┌────────
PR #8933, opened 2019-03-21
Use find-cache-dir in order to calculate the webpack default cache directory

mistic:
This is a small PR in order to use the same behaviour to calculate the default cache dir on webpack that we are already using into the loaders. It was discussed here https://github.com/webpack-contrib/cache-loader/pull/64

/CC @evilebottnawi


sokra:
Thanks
└────────
┌────────
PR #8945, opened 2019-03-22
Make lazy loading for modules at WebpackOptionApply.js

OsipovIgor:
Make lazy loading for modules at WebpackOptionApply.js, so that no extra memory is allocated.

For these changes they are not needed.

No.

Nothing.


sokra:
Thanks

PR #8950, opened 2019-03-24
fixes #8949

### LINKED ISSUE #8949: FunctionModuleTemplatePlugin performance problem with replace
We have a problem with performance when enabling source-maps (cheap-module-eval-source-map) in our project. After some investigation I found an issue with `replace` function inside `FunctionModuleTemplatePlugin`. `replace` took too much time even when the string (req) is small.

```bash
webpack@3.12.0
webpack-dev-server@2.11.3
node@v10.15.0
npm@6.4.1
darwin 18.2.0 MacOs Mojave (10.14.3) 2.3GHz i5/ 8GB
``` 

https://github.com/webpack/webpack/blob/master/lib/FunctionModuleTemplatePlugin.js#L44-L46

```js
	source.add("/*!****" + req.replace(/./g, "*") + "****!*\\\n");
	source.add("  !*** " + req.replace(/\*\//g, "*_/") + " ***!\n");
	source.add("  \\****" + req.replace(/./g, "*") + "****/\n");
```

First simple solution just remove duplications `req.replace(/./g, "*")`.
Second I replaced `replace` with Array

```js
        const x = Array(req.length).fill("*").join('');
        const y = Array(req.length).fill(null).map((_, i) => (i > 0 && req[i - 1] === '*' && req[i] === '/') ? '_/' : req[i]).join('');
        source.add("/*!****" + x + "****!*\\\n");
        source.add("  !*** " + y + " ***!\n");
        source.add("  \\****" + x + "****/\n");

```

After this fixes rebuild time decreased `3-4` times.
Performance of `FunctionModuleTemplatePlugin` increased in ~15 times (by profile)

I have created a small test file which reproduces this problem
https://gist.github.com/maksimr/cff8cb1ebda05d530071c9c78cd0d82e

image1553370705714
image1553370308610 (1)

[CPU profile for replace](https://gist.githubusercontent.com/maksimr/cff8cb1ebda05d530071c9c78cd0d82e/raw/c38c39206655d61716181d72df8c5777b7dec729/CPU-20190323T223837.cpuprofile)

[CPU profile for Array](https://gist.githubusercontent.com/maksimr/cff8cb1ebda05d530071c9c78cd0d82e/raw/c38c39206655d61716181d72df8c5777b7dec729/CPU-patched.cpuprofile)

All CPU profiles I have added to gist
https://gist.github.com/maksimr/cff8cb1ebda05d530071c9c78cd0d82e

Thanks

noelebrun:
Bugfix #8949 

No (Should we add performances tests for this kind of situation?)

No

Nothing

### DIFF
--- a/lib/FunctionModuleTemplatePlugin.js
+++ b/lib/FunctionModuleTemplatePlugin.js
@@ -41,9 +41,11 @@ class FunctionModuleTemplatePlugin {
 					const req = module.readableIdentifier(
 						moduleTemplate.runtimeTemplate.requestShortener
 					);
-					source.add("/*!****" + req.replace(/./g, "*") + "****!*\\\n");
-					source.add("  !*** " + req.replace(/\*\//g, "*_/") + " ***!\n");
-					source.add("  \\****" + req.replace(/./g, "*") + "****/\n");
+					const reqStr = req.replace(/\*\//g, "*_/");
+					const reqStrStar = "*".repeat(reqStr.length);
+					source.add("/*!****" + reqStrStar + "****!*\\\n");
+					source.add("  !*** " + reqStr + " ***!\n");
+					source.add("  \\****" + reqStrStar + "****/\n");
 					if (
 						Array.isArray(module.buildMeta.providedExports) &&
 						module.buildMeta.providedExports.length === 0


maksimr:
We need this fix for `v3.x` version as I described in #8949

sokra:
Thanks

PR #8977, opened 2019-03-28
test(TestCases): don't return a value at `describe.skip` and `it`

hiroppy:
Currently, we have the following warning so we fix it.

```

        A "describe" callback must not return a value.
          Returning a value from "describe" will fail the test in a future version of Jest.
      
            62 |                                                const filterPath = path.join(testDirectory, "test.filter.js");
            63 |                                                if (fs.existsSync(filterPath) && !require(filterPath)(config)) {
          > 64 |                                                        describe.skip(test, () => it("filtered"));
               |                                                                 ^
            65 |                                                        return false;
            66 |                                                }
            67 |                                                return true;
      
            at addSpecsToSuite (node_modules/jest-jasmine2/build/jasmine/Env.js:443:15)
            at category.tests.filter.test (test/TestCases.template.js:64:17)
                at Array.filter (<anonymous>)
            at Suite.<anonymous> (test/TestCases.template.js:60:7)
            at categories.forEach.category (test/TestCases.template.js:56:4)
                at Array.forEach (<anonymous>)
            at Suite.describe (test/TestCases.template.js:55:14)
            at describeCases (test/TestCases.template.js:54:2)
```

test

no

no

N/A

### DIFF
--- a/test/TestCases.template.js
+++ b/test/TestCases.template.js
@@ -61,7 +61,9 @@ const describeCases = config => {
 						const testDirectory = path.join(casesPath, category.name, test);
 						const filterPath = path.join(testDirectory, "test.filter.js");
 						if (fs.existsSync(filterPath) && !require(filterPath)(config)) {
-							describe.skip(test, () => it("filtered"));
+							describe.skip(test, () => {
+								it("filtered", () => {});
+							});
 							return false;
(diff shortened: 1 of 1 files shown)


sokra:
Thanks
└────────
● What is required: Among the lines of the material above, find those with the word "forEach". Copy each one.

● Result:
            at categories.forEach.category (test/TestCases.template.js:56:4)
                at Array.forEach (<anonymous>)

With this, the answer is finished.